- _Data extracted from a collection_
====
PR #4714, opened 2024-02-19
Card: add surveilledThisTurn

Hanmac:
for Eye of Duskmantle

### DIFF
--- a/forge-game/src/main/java/forge/game/card/Card.java
+++ b/forge-game/src/main/java/forge/game/card/Card.java
@@ -239,6 +239,8 @@ public class Card extends GameEntity implements Comparable<Card>, IHasSVars {
     private boolean tributed = false;
     private boolean discarded = false;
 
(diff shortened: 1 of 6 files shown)


forge-game/src/main/java/forge/game/card/Card.java
```diff
@@ -6893,6 +6895,7 @@ public void onCleanupPhase(final Player turn) {
         resetShieldCount();
         setBecameTargetThisTurn(false);
         setFoughtThisTurn(false);
+        setSurveilledThisTurn(false);
```
tool4ever, line 6898: currently this gets only called for battlefield cards
I guess we have to include graveyards now too? :/

Hanmac: probably, i will do that later too

Agetian (approved):

PR #4735, opened 2024-02-24
Support for The Master, Transcendent

tool4ever:


forge-game/src/main/java/forge/game/card/CardUtil.java
```diff
@@ -268,8 +268,8 @@ public static Card getLKICopy(final Card in, Map<Integer, Card> cachedMap) {
         newCopy.setMonstrous(in.isMonstrous());
         newCopy.setRenowned(in.isRenowned());
         newCopy.setSolved(in.isSolved());
-        newCopy.setSuspectedTimestamp(in.getSuspectedTimestamp());
         newCopy.setSuspected(in.isSuspected());
+        newCopy.setSuspectedTimestamp(in.getSuspectedTimestamp());
```
Hanmac, line 272: @tool4ever why exactly did you do this?

the setSuspected() function explicit was looking to the timestamp to not mess up the created properties

it might not matter because they are overwritten later anyway, but like this, there is unnecessary keywords generated

forge-gui/res/cardsfolder/e/evolving_adaptive.txt
```diff
@@ -4,10 +4,8 @@ Types:Creature Phyrexian Warrior
 PT:0/0
 K:etbCounter:OIL:1
 S:Mode$ Continuous | Affected$ Card.Self | AddPower$ X | AddToughness$ X | Description$ CARDNAME gets +1/+1 for each oil counter on it.
-T:Mode$ ChangesZone | Origin$ Any | Destination$ Battlefield | ValidCard$ Creature.YouCtrl+powerGTY+Other,Creature.YouCtrl+toughnessGTZ+Other | TriggerZones$ Battlefield | Execute$ TrigPutCounter | TriggerDescription$ Whenever another creature enters the battlefield under your control, if that creature has greater power or toughness than CARDNAME, put an oil counter on CARDNAME.
-SVar:TrigPutCounter:DB$ PutCounter | ConditionDefined$ TriggeredCard | ConditionPresent$ Creature.powerGTY+Other,Creature.toughnessGTZ+Other | CounterType$ OIL
+T:Mode$ ChangesZone | Origin$ Any | Destination$ Battlefield | ValidCard$ Creature.YouCtrl+Other | Condition$ Evolve | TriggerZones$ Battlefield | Execute$ TrigPutCounter | TriggerDescription$ Whenever another creature enters the battlefield under your control, if that creature has greater power or toughness than CARDNAME, put an oil counter on CARDNAME.
```
Hanmac, line 7: while it might be similar, technically its not evolve :/

tool4ever: I know, but this avoids the most extra code without affecting anything else in the engine
We've been doing this for some others too, e. g. for Revolt on _Lulu, Loyal Hollyphant_

PR #4742, opened 2024-02-25
fixed performance with OpenGL acceleration

thedevnull:
Fixed performance on Linux using OpenGL acceleration.


tehdiplomat (approved):

tehdiplomat:
Seems fine. I think thats early enough where it will get set before we care about this setting.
====
- _What to produce_
Retype the records above exactly as they appear.

- _Response to this task_
PR #4714, opened 2024-02-19
Card: add surveilledThisTurn

Hanmac:
for Eye of Duskmantle

### DIFF
--- a/forge-game/src/main/java/forge/game/card/Card.java
+++ b/forge-game/src/main/java/forge/game/card/Card.java
@@ -239,6 +239,8 @@ public class Card extends GameEntity implements Comparable<Card>, IHasSVars {
     private boolean tributed = false;
     private boolean discarded = false;
 
(diff shortened: 1 of 6 files shown)


forge-game/src/main/java/forge/game/card/Card.java
```diff
@@ -6893,6 +6895,7 @@ public void onCleanupPhase(final Player turn) {
         resetShieldCount();
         setBecameTargetThisTurn(false);
         setFoughtThisTurn(false);
+        setSurveilledThisTurn(false);
```
tool4ever, line 6898: currently this gets only called for battlefield cards
I guess we have to include graveyards now too? :/

Hanmac: probably, i will do that later too

Agetian (approved):

PR #4735, opened 2024-02-24
Support for The Master, Transcendent

tool4ever:


forge-game/src/main/java/forge/game/card/CardUtil.java
```diff
@@ -268,8 +268,8 @@ public static Card getLKICopy(final Card in, Map<Integer, Card> cachedMap) {
         newCopy.setMonstrous(in.isMonstrous());
         newCopy.setRenowned(in.isRenowned());
         newCopy.setSolved(in.isSolved());
-        newCopy.setSuspectedTimestamp(in.getSuspectedTimestamp());
         newCopy.setSuspected(in.isSuspected());
+        newCopy.setSuspectedTimestamp(in.getSuspectedTimestamp());
```
Hanmac, line 272: @tool4ever why exactly did you do this?

the setSuspected() function explicit was looking to the timestamp to not mess up the created properties

it might not matter because they are overwritten later anyway, but like this, there is unnecessary keywords generated

forge-gui/res/cardsfolder/e/evolving_adaptive.txt
```diff
@@ -4,10 +4,8 @@ Types:Creature Phyrexian Warrior
 PT:0/0
 K:etbCounter:OIL:1
 S:Mode$ Continuous | Affected$ Card.Self | AddPower$ X | AddToughness$ X | Description$ CARDNAME gets +1/+1 for each oil counter on it.
-T:Mode$ ChangesZone | Origin$ Any | Destination$ Battlefield | ValidCard$ Creature.YouCtrl+powerGTY+Other,Creature.YouCtrl+toughnessGTZ+Other | TriggerZones$ Battlefield | Execute$ TrigPutCounter | TriggerDescription$ Whenever another creature enters the battlefield under your control, if that creature has greater power or toughness than CARDNAME, put an oil counter on CARDNAME.
-SVar:TrigPutCounter:DB$ PutCounter | ConditionDefined$ TriggeredCard | ConditionPresent$ Creature.powerGTY+Other,Creature.toughnessGTZ+Other | CounterType$ OIL
+T:Mode$ ChangesZone | Origin$ Any | Destination$ Battlefield | ValidCard$ Creature.YouCtrl+Other | Condition$ Evolve | TriggerZones$ Battlefield | Execute$ TrigPutCounter | TriggerDescription$ Whenever another creature enters the battlefield under your control, if that creature has greater power or toughness than CARDNAME, put an oil counter on CARDNAME.
```
Hanmac, line 7: while it might be similar, technically its not evolve :/

tool4ever: I know, but this avoids the most extra code without affecting anything else in the engine
We've been doing this for some others too, e. g. for Revolt on _Lulu, Loyal Hollyphant_

PR #4742, opened 2024-02-25
fixed performance with OpenGL acceleration

thedevnull:
Fixed performance on Linux using OpenGL acceleration.


tehdiplomat (approved):

tehdiplomat:
Seems fine. I think thats early enough where it will get set before we care about this setting.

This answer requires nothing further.